The clinical presentation is typically acute or subacute. Symptoms include polyuria (due to osmotic diuresis when blood glucose exceeds the renal threshold of ~10 mmol/L), polydipsia, weight loss, and extreme lethargy. Red flags include abdominal pain, vomiting, and Kussmaul respiration (deep, sighing breaths), which indicate DKA. Long-term complications are categorised into microvascular and macrovascular. Microvascular complications include retinopathy (leading cause of blindness in working-age adults), nephropathy (characterised by albuminuria and declining GFR), and neuropathy (distal symmetrical 'glove and stocking' distribution, autonomic neuropathy, or mononeuritis). Macrovascular complications include accelerated atherosclerosis, leading to ischaemic heart disease, cerebrovascular disease, and peripheral arterial disease. Regular screening is essential: annual retinopathy screening from age 12, annual albumin:creatinine ratio (ACR), and annual foot checks to assess for 'at-risk' feet. Psychological impact is significant, and patients should be screened for 'diabetes distress' and eating disorders (diabulimia).

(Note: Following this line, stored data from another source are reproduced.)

PR #4230, opened 2021-01-14
Fix Add-ons pipeline

gordonwang0:
Changes the use of $(version) to $(Build.BuildNumber) if $(version) is empty.

### DIFF
--- a/builds/misc/addons-release.yaml
+++ b/builds/misc/addons-release.yaml
@@ -1,5 +1,5 @@
 name: $(version)
-jobs: 
+jobs:
 ################################################################################
   - job: linux_API_proxy_module
 ################################################################################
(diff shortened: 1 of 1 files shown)


builds/misc/addons-release.yaml
```diff
@@ -20,11 +20,11 @@ jobs:
           name: API Proxy
           imageName: azureiotedge-api-proxy
           project: api-proxy-module
-          version: $(version)
+          version: $(Build.BuildNumber)
```
damonbarry, line 23: I would leave this one as it was, since it was working. If you change this and someone actually enters a value for the "version" variable, this change would ignore it.

builds/misc/addons-release.yaml
```diff
@@ -20,11 +20,11 @@ jobs:
...
       # Check API proxy
       - task: ComponentGovernanceComponentDetection@0
         inputs:
-          dockerImagesToScan: '$(registry.address)/microsoft/azureiotedge-api-proxy:$(version)-linux-amd64,$(registry.address)/microsoft/azureiotedge-api-proxy:$(version)-linux-arm32v7,$(registry.address)/microsoft/azureiotedge-api-proxy:$(version)-linux-arm64v8' 
+          dockerImagesToScan: '$(registry.address)/microsoft/azureiotedge-api-proxy:$(Build.BuildNumber)-linux-amd64,$(registry.address)/microsoft/azureiotedge-api-proxy:$(Build.BuildNumber)-linux-arm32v7,$(registry.address)/microsoft/azureiotedge-api-proxy:$(Build.BuildNumber)-linux-arm64v8'
```
damonbarry, line 27: Again if someone actually passes in "version"...you should probably default "version" to $(Build.BuildNumber) if it's empty, otherwise use version.

damonbarry (changes requested):

builds/misc/addons-release.yaml
```diff
@@ -1,12 +1,18 @@
...
   - job: linux_API_proxy_module
 ################################################################################
     displayName: linuxAPIProxy
     pool:
       vmImage: 'ubuntu-18.04'
     steps:
+      - bash: |
+            build_version='$(version)'
+            if [ -z "$build_version" ] then
+              echo '##vso[task.setvariable variable=buildVersion]$(Build.BuildNumber)'
```
damonbarry, line 13: `buildVersion` needs to be set to `$(version)` in the else case.

gordonwang0: Just realized that :D
Fixed

damonbarry (dismissed):

damonbarry (dismissed):

damonbarry (approved):

PR #4232, opened 2021-01-14
Making NetworkStatusTimeline optional in TestResultCoordinator

dylanbronson:
TestResultCoordinator uses NetworkStatusTimeline to generate DirectMethod reports. 
Now that we will be using TRC for longhaul, NetworkStatusTimeline should be optional, since there will be no networkController. This change makes NetworkStatusTimeline optional. It can only be absent if we're in an online scenario, though

### DIFF
--- a/test/modules/TestResultCoordinator/Reports/TestReportGeneratorFactory.cs
+++ b/test/modules/TestResultCoordinator/Reports/TestReportGeneratorFactory.cs
@@ -2,6 +2,7 @@
 namespace TestResultCoordinator.Reports
 {
     using System;
+    using System.IO;
     using System.Threading.Tasks;
     using Microsoft.Azure.Devices.Edge.ModuleUtil;
     using Microsoft.Azure.Devices.Edge.ModuleUtil.NetworkController;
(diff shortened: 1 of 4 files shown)


test/modules/TestResultCoordinator/Reports/TestReportGeneratorFactory.cs
```diff
@@ -183,11 +184,18 @@ internal TestReportGeneratorFactory(ITestOperationResultStorage storage, Network
...
+            try
+            {
+                return Option.Some(await NetworkStatusTimeline.CreateAsync(
+                    new StoreTestResultCollection<TestOperationResult>(this.Storage.GetStoreFromSource("networkController"), BatchSize),
+                    tolerancePeriod));
+            }
+            catch (InvalidDataException)
+            {
+                return Option.None<NetworkStatusTimeline>();
+            }
```
and-rewsmith, line 198: Letting this fail and then returning None seems like it could lead to some unintended side effects. What if we give the TRC some configuration that could tell it that it shouldn't be dealing with this network status timeline?

dylanbronson:
Unnecessary. Closing

PR #665, opened 2018-12-14
feat(*): add cyclone web base code

qiuxiaolian:

Add your description

Fixes #

Reference to #

/cc @your-reviewer

**Release note**:

```release-note
NONE
```


client/.gitignore
```diff
@@ -0,0 +1,22 @@
...
+.DS_Store
+.env.local
+.env.development.local
+.env.test.local
+.env.production.local
+
+npm-debug.log*
+yarn-debug.log*
+yarn-error.log*
+.idea
```
artecher: also add `.vscode` ?

client/package.json
```diff
@@ -0,0 +1,117 @@
...
+  "name": "react-web-demo",
+  "version": "0.1.0",
+  "private": true,
+  "dependencies": {
+    "add": "^2.0.6",
+    "ajv": "^5.5.2",
+    "antd": "^3.0.3",
+    "autoprefixer": "7.1.6",
+    "axios": "^0.18.0",
+    "babel-core": "6.26.0",
```
cd1989: Why not `devDependencies` for babel ?

client/src/components/pipeline/component/list.js
```diff
@@ -0,0 +1,25 @@
+import React from "react";
```
artecher: about code convention, how about make all js quote a `'`. eg. `import React from 'react'`, this is more common in js project

client/public/manifest.json
```diff
@@ -0,0 +1,15 @@
+{
+  "short_name": "React App",
```
cd1989: How about change to Cyclone ?

client/src/api/http.js
```diff
@@ -0,0 +1,149 @@
...
+// getToken
+const getToken = () => {
+  if (localStorage.getItem("user")) {
+    return JSON.parse(localStorage.getItem("user")).accessToken;
+  }
+  return "";
+};
+
+// hint
+let curMes = "";
```
cd1989: `msg` for `message`

client/src/api/http.js
```diff
@@ -0,0 +1,149 @@
...
+      setTimeout(function() {
+        _message(error.response.data.message);
+      }, 300);
+    }
+
+    return Promise.reject(error);
+  }
+);
+
+//重写instance.get
```
cd1989: Comments should try to explain why we need to rewrite `instance.get`, otherwise the comment is meaningless.

client/src/components/pipeline/component/list.js
cd1989: I'd suggest this as our style conventions: https://github.com/airbnb/javascript

client/package.json
```diff
@@ -0,0 +1,120 @@
...
+  "name": "react-web-demo",
+  "version": "0.1.0",
+  "private": true,
+  "dependencies": {
+    "axios": "^0.18.0",
+    "chalk": "1.1.3",
+    "dotenv": "4.0.0",
+    "fs-extra": "3.0.1",
+    "lodash": "^4.17.11",
+    "mockjs": "^1.0.1-beta3",
```
artecher: Are `mockjs` and `yarn`  needed in dependencies?

client/package.json
```diff
@@ -0,0 +1,120 @@
...
+    "eslint-plugin-jsx-a11y": "5.1.1",
+    "eslint-plugin-prettier": "^3.0.0",
+    "eslint-plugin-react": "7.4.0",
+    "extract-text-webpack-plugin": "3.0.2",
+    "file-loader": "1.1.5",
+    "html-webpack-plugin": "2.29.0",
+    "jest": "20.0.4",
+    "less": "^2.7.3",
+    "less-loader": "^4.0.5",
+    "mobx": "^3.4.1",
```
artecher: Should `mobx` be in dependencies?
I would suggest a test after you move all the lib around.

client/package.json
```diff
@@ -101,17 +71,50 @@
...
     ]
   },
-  "eslintConfig": {
-    "extends": "react-app",
-    "globals": {
-      "_": true
-    }
-  },
   "devDependencies": {
+    "antd": "^3.0.3",
```
cd1989: I don't think this should go here.

client/package.json
cd1989: I think it should be in dependencies since it's similar to redux.

caosm: I think `dependencies` is not necessary, everything would be bundled into static-path before runtime

client/src/api/http.js
```diff
@@ -0,0 +1,140 @@
...
+  setTimeout(function() {
+    loadingNum--;
+    if (loading && loadingNum <= 0) {
+      loading();
+    }
+  }, 0);
+};
+// axios instance
+const instance = axios.create({
+  baseURL: 'http://192.168.19.96:30020/api/v1',
```
caosm: use env instead?

client/src/api/index.js
```diff
@@ -0,0 +1,14 @@
+import http from './http.js';
+
+console.log('instance', http);
```
caosm: remove

PR #695, opened 2018-12-29
fix: fix bug of release chart

codeflitting:

* default_resource_quota： Without default_resource_quota can't start pod
* native-cyclone-server：This causes the pv name to be created too long

Fixes #

Reference to #

/cc @supereagle 

**Release note**:

```release-note
NONE
```

### DIFF
--- a/release/workflow-controller.yaml
+++ b/release/workflow-controller.yaml
@@ -42,6 +42,16 @@ _config:
             "limits": {
               "max_workflowruns": 50
             },
+            "default_resource_quota": {
+              "limits": {
+                "cpu": "200m",
+                "memory": "256Mi"
+              },
+              "requests": {
+                "cpu": "100m",
+                "memory": "128Mi"
+              }
+            },
             "pvc": "native-cyclone-server-server-v1-0-cyclone-data",
-            "cyclone_server_addr": "native-cyclone-server.default:7099"
+            "cyclone_server_addr": "native-cyclone-server.default:7089"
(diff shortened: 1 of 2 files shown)


release/workflow-controller.yaml
```diff
@@ -42,6 +42,12 @@ _config:
             "limits": {
               "max_workflowruns": 50
             },
+            "default_resource_quota": {
```
supereagle: Missing limit? Please refer to https://github.com/caicloud/cyclone/blob/develop/manifests/cyclone.yaml#L29-L37

codeflitting: need limit？

supereagle: yes

release/workflow-controller.yaml
```diff
@@ -42,6 +42,12 @@ _config:
...
+              "requests": {
+                "cpu": "100m",
+                "memory": "128Mi"
+              }
+            },
             "pvc": "native-cyclone-server-server-v1-0-cyclone-data",
             "cyclone_server_addr": "native-cyclone-server.default:7099"
```
supereagle: Please change the port to `7089`, I change this by mistake yesterday.

codeflitting: done

release/workflow-controller.yaml
codeflitting: done

PR #700, opened 2019-01-02
fix(trigger): reduce the name length of wfr created by trigger

tskdsb:

修复issue：https://github.com/caicloud/clever-admin/issues/256
缩短由trigger创建的wfr name

Fixes #

Reference to #

/assign @cd1989 
/cc @codeflitting 

**Release note**:

```release-note
NONE
```


pkg/workflow/controller/handlers/workflowtrigger/cron_job.go
```diff
@@ -91,7 +92,15 @@ func ToWorkflowTrigger(obj interface{}) (*v1alpha1.WorkflowTrigger, error) {
 
 func (c *CronTrigger) Run() {
 
-	c.WorkflowRun.Name = c.WorkflowTriggerName + "-" + strings.Replace(uuid.NewV1().String(), "-", "", -1)
+	var wfrName string
+	for {
+		wfrName = names.SimpleNameGenerator.GenerateName(c.WorkflowTriggerName + "-")
+		_, err := c.Manage.Client.CycloneV1alpha1().WorkflowRuns(c.Namespace).Get(wfrName, v1.GetOptions{})
```
cd1989: If there is problem to request API server, it would loop infinitely here.

cd1989: In my opinion, we only retry when the error is name already exist error.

Bedside: Urine dipstick (glucose and ketones), Finger-prick capillary blood glucose, Capillary ketones (if unwell). Bloods: Venous plasma glucose (fasting or random), HbA1c (for baseline/monitoring, not diagnosis), Urea & Electrolytes (renal function), Thyroid Function Tests and Coeliac screen (autoimmune association). Special Tests: C-peptide (low in T1DM, high/normal in T2DM) and Diabetes-specific autoantibodies (GAD, IA-2, ZnT8) if the diagnosis is uncertain (e.g., in older adults or LADA). Imaging: Not routinely required unless investigating complications.

Acute: Management of DKA requires IV fluids, fixed-rate insulin infusion, and electrolyte replacement. Chronic: NICE recommends a multiple daily injection (MDI) basal-bolus regimen as first-line. Basal: Long-acting insulin analogue (e.g., Levemir twice daily or Tresiba/Lantus once daily). Bolus: Rapid-acting insulin analogue (e.g., NovoRapid, Humalog, Fiasp) before meals, adjusted based on carbohydrate counting. Technology: Real-time CGM or intermittently scanned CGM (Freestyle Libre) should be offered to all. Continuous Subcutaneous Insulin Infusion (CSII/Insulin pump) is considered if glycaemic targets aren't met or with frequent hypoglycaemia. Education: Structured education (e.g., DAFNE - Dose Adjustment For Normal Eating) is mandatory. Monitoring: HbA1c every 3-6 months. Complication management: ACE inhibitors for microalbuminuria; statins for cardiovascular risk (offered to all adults >40 or with 10+ years duration).